■ **BRIEF**: From the records below, transcribe only the lines running from the one with "getRequiredData, groupObjectsByProperty, isDefined" through the one with "PR #83, opened 2022-03-11". Keep both of those end lines.

■ **DATASET RECORDS**:
────────────────────
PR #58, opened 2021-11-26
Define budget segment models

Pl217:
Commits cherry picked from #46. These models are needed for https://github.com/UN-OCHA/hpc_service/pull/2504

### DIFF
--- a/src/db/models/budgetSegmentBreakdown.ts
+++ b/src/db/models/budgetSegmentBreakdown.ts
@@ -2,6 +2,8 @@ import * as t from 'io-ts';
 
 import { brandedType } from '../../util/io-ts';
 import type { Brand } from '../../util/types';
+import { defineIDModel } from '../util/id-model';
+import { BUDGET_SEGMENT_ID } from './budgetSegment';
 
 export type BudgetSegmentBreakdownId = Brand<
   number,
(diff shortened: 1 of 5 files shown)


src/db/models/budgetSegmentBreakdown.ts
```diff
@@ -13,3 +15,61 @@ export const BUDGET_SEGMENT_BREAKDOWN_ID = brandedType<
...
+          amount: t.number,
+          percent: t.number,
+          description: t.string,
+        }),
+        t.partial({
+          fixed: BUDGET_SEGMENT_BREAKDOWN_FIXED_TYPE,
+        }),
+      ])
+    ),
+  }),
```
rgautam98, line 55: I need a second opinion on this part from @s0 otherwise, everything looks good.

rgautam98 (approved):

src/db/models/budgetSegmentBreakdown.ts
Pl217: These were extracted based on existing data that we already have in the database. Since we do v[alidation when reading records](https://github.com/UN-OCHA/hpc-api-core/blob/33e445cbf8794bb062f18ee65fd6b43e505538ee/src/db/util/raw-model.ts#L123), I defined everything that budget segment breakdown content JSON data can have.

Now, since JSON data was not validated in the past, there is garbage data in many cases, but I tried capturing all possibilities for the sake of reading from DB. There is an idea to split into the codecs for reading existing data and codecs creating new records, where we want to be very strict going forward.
────────────────────
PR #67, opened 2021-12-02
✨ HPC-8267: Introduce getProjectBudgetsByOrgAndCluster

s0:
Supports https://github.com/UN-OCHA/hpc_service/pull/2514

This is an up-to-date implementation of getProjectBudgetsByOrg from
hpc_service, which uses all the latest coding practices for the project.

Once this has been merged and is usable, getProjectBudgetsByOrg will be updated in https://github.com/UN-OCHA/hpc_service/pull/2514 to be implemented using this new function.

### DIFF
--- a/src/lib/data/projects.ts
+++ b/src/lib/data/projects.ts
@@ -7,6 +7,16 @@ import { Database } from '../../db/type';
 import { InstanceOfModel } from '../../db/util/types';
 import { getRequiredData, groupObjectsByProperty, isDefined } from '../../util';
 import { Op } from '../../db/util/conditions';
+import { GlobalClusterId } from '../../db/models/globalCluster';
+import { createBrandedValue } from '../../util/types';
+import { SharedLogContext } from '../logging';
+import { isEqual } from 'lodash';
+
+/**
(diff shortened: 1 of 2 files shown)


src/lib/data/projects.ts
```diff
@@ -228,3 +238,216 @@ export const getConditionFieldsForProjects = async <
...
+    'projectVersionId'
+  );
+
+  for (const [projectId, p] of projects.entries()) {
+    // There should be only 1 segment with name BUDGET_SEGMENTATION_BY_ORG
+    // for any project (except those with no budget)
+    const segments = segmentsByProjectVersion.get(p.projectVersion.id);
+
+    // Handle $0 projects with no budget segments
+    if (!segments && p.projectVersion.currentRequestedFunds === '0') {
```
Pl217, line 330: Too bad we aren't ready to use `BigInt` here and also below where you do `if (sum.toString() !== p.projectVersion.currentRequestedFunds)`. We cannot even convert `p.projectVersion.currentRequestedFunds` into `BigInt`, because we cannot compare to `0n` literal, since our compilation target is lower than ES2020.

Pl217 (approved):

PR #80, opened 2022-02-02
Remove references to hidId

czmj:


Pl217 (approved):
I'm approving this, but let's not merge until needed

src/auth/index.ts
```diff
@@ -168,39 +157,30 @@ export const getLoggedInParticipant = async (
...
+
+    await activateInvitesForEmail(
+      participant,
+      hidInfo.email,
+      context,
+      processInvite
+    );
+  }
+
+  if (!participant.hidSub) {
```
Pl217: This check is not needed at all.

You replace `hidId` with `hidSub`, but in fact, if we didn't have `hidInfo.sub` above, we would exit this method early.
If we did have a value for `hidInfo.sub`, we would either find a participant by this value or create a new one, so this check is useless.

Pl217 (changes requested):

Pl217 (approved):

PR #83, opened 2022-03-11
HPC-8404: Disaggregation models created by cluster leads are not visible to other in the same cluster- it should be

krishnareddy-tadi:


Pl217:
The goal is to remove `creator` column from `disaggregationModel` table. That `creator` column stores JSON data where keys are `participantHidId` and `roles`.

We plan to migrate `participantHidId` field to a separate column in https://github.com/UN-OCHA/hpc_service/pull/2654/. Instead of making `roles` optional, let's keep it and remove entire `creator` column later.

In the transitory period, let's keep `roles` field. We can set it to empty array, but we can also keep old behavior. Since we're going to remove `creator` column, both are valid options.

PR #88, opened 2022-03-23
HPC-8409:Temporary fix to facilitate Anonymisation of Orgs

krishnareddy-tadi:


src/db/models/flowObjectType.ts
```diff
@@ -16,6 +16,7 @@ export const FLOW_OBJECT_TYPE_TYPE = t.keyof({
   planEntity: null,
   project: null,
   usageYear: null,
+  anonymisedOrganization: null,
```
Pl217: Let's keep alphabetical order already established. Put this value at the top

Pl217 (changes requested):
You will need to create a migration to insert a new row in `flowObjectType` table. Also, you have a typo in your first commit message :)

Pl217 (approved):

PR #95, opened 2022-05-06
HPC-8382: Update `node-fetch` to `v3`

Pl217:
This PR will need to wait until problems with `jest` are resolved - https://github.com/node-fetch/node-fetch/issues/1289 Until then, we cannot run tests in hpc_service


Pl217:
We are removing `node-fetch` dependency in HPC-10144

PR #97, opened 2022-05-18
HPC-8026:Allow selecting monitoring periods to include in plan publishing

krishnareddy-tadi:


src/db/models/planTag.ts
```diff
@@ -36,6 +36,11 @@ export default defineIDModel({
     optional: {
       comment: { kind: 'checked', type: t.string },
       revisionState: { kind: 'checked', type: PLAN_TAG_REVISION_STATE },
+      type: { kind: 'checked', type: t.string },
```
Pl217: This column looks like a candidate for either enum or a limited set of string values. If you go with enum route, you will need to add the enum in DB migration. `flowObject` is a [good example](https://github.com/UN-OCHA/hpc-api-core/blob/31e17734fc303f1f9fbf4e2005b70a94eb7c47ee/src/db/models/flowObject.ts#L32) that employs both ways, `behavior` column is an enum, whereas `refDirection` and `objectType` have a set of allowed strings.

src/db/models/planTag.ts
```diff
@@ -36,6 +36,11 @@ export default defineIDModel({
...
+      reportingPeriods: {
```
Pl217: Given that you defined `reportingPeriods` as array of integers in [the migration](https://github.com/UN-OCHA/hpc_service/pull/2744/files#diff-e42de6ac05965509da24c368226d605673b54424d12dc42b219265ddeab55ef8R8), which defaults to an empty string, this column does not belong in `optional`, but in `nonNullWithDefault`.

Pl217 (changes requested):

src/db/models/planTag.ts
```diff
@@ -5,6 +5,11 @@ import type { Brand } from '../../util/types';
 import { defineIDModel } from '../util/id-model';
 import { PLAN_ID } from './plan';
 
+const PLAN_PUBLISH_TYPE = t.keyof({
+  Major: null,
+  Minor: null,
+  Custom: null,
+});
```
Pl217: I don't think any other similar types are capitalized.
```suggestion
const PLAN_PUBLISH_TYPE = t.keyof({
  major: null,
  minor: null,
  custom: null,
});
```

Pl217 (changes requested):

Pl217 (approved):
────────────────────
■ **RESULT BELOW**:
 import { getRequiredData, groupObjectsByProperty, isDefined } from '../../util';
 import { Op } from '../../db/util/conditions';
+import { GlobalClusterId } from '../../db/models/globalCluster';
+import { createBrandedValue } from '../../util/types';
+import { SharedLogContext } from '../logging';
+import { isEqual } from 'lodash';
+
+/**
(diff shortened: 1 of 2 files shown)


src/lib/data/projects.ts
```diff
@@ -228,3 +238,216 @@ export const getConditionFieldsForProjects = async <
...
+    'projectVersionId'
+  );
+
+  for (const [projectId, p] of projects.entries()) {
+    // There should be only 1 segment with name BUDGET_SEGMENTATION_BY_ORG
+    // for any project (except those with no budget)
+    const segments = segmentsByProjectVersion.get(p.projectVersion.id);
+
+    // Handle $0 projects with no budget segments
+    if (!segments && p.projectVersion.currentRequestedFunds === '0') {
```
Pl217, line 330: Too bad we aren't ready to use `BigInt` here and also below where you do `if (sum.toString() !== p.projectVersion.currentRequestedFunds)`. We cannot even convert `p.projectVersion.currentRequestedFunds` into `BigInt`, because we cannot compare to `0n` literal, since our compilation target is lower than ES2020.

Pl217 (approved):

PR #80, opened 2022-02-02
Remove references to hidId

czmj:


Pl217 (approved):
I'm approving this, but let's not merge until needed

src/auth/index.ts
```diff
@@ -168,39 +157,30 @@ export const getLoggedInParticipant = async (
...
+
+    await activateInvitesForEmail(
+      participant,
+      hidInfo.email,
+      context,
+      processInvite
+    );
+  }
+
+  if (!participant.hidSub) {
```
Pl217: This check is not needed at all.

You replace `hidId` with `hidSub`, but in fact, if we didn't have `hidInfo.sub` above, we would exit this method early.
If we did have a value for `hidInfo.sub`, we would either find a participant by this value or create a new one, so this check is useless.

Pl217 (changes requested):

Pl217 (approved):

PR #83, opened 2022-03-11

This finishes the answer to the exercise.